Chen Jun, Zhou Chao, Liu Ying
Department of Oncology, The First Affiliated Hospital of Nanchang University, Nanchang, China.
Department of Neurology, Jiangxi Provincial People's Hospital Affiliated to Nanchang University, Nanchang, China.
Front Oncol. 2022 Feb 23;11:771988. doi: 10.3389/fonc.2021.771988. eCollection 2021.
Tumor-associated macrophages are important components of the tumor microenvironment, and the macrophage phenotypic switch has been shown to correlate with tumor development. However, the use of a macrophage phenotypic switch-related gene (MRG)-based prognosis signature for lung adenocarcinoma (LADC) has not yet been investigated.
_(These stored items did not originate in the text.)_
PR #1520, opened 2024-01-09
[Move] Common Evaluation Modules to `Sparsezoo``

rahul-tuli:
# Evaluator Move

This PR moves a few modules from `deepsparse.evaluation` to
`sparsezoo.evaluation`

## Motivation and Context

The moved modules provide a common interface for evaluating models.
This interface can be leveraged and used by both `SparseML`
and `DeepSparse` to evaluate models.

Since `SparseZoo` is a common dependency for both repositories, it
makes sense to move these modules to `SparseZoo`.

## How Has This Been Tested?

The tests for moved modules in `deepsparse.evaluation` are moved to `sparsezoo.evaluation` and other deepsparse specific `deepsparse.evaluation` tests were updated to use the moved modules.

Both `deepsparse` and `sparsezoo` tests were run to ensure that the move did not break anything.

Also ran the following eval command:
```bash
$ deepsparse.eval --target zoo:mpt-7b-mpt_pretrain-base_quantized \                                                             (move-evaluator-to-sparsezoo|●1✚2…4)
                --dataset hellaswag \
                --dataset gsm8k \
                --integration lm-evaluation-harness \
                --limit 2
```

Note: This diff relies on sparsezoo diff https://github.com/neuralmagic/sparsezoo/pull/411

The failing tests should pass after sparsezoo side changes are merged!


src/deepsparse/evaluation/registry.py
```diff
@@ -17,23 +17,23 @@
...
 
 
-__all__ = ["EvaluationRegistry"]
+__all__ = ["DeepSparseEvaluationRegistry"]
 
 _LOGGER = logging.getLogger(__name__)
 
 
-class EvaluationRegistry(RegistryMixin):
+class DeepSparseEvaluationRegistry(EvaluationRegistry):
```
Satrat, line 28: What in this class is deepsparse specific? Could we move this to the SparseZoo base class?

Satrat (commented):
Looks good to me overall, see my comment on the DeepSparseEvaluationRegistry, was wondering if any of that can be moved to the SparseZoo base class

src/deepsparse/evaluation/registry.py
rahul-tuli: This class has a resolve method, that imports certain modules from deepsparse; I would like to keep importing deepsparse modules in deepsparse and not in sparsezoo unless there's a strong reasoning behind that; the idea being sparsezoo would just define the contract and contain common utilities whereas deepsparse and sparseml would add things relevant to just them.

In this case the partially_check_dependency method is coupled with the integrations. As a future step, we might add a small config file, mapping integration name --> their corresponding files, that could potentially remove the coupling and we can unify more code then?

tests/deepsparse/evaluation/test_registry.py
```diff
@@ -1,51 +0,0 @@
-# Copyright (c) 2021 - present / Neuralmagic, Inc. All Rights Reserved.
```
dbogunowicz, line 1: You are moving those tests to sparsezoo right?

src/deepsparse/evaluation/registry.py
dbogunowicz: I think @rahul-tuli's idea is good. So we have a "chain of inheritance":
1. `sparsezoo.RegistryMixin`
2. `sparsezoo.EvaluationRegistry`
3. `deepsparse.DeepSparseEvaluationRegistry` / `sparseml.SparseMLEvaluationRegistry`
right?

dbogunowicz (approved):

src/deepsparse/evaluation/registry.py
rahul-tuli: Yes!

tests/deepsparse/evaluation/test_registry.py
rahul-tuli: Yes they are there!

src/deepsparse/evaluation/cli.py
```diff
@@ -59,7 +59,7 @@
 ##########
 Example command for evaluating a quantized MPT model from SparseZoo using the Deepsparse Engine.
 The evaluation will be run using `lm-evaluation-harness` on `hellaswag` and `gsm8k` datasets:
-deepsparse.eval zoo:mpt-7b-mpt_pretrain-base_quantized \
+deepsparse.eval --target zoo:mpt-7b-mpt_pretrain-base_quantized \
```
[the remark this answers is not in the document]
rahul-tuli: I just fixed the usage command, not specifying `--target` in the current state of the cli throws an error.

bfineran:
base tests failing - LGTM otherwise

In total, 1,114 LADC cases from two different databases were collected. The samples from TCGA were used as the training set (N = 490), whereas two independent datasets (GSE31210 and GSE72094) from the GEO database were used as the validation sets (N = 624). A robust MRG signature that predicted clinical outcomes of LADC patients was identified through multivariate COX and Lasso regression analysis. Gene set enrichment analysis was applied to analyze molecular pathways associated with the MRG signature. Moreover, the fractions of 22 immune cells were estimated using CIBERSORT algorithm.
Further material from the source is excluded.